Roy A. Guthrie (Chair)

Philip L. Bronner

Richard A. Smith
The Board has determined that: (i) each member of the Audit Committee is “independent”; (ii) each member of the Audit Committee is “financially literate”; and (iii) Mr. Guthrie is an “audit committee financial expert,” as such terms are defined under the Exchange Act or the NYSE listing standards, as applicable.
The Audit Committee met nine times in 2022.

Assisting the Board in its oversight of:

the integrity of the Company’s financial statements;

the Company’s compliance with legal and regulatory requirements;

the annual independent audit of the Company’s financial statements, the engagement of the independent registered public accounting firm and the evaluation of the independent registered public accounting firm’s qualifications, independence and performance; and

the performance of the Company’s financial reporting process and internal audit function and whether to recommend to stockholders the appointment, retention or termination of the Company’s independent registered public accounting firm;

Reviewing, approving or ratifying related party transactions and other matters that may pose conflicts of interest;

Pre-approving all audit, audit-related and other services, if any, to be provided by the independent registered public accounting firm; and

Participating in the certification process relating to the filing of certain periodic reports pursuant to the Exchange Act and preparing the Report of the Audit Committee required under the proxy rules of the SEC to be included in the proxy statement for each annual meeting of stockholders.
Compensation Committee
Members
Responsibilities and Purposes

Roy A. Guthrie (Chair)

Aneek S. Mamik

Richard A. Smith
The Board has determined that each member of the Compensation Committee is “independent” within the meaning of the NYSE listing standards.
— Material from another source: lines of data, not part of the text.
Issue #8472, opened 2024-09-06
Buffer not supported on mobile devices - ExcalidrawFonts


zsviczian:
@Mrazator

Buffer class is a part of Node.js, not standard JavaScript that runs in browsers (or WebView). Should Buffer be used here?
This causes error with Excalidraw on Obsidian Mobile:

https://github.com/excalidraw/excalidraw/blob/51ea184938d57637faa345de85028aa8a0930ed2/packages/excalidraw/fonts/ExcalidrawFont.ts#L52-L55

The “independent” directors who are appointed to the Compensation Committee are also “non-employee” directors, as defined in Rule 16b-3(b)(3) under the Exchange Act.
The Compensation Committee met eight times in 2022.

Overseeing the Company’s compensation and employee benefit plans and practices, including its executive compensation plans and its material incentive-compensation and equity-based plans;

Evaluating annually the appropriate level of compensation for Board and committee service by non-employee directors;

Evaluating the performance of the Chairman and CEO and other executive officers;

Reviewing and discussing with management the Company’s Compensation Discussion and Analysis to be included in the Company’s annual proxy statement filed with the SEC;

Retaining and terminating compensation consultants as the Compensation Committee deems appropriate and approving the terms of any such engagement; and

Preparing the Report of the Compensation Committee as required by the rules of the SEC.
Additional information regarding the Compensation Committee’s processes and procedures for consideration of director compensation and executive compensation are set forth below under “Director Compensation — Non-Employee Director Compensation” and “Executive Compensation — Compensation Discussion and Analysis,” respectively.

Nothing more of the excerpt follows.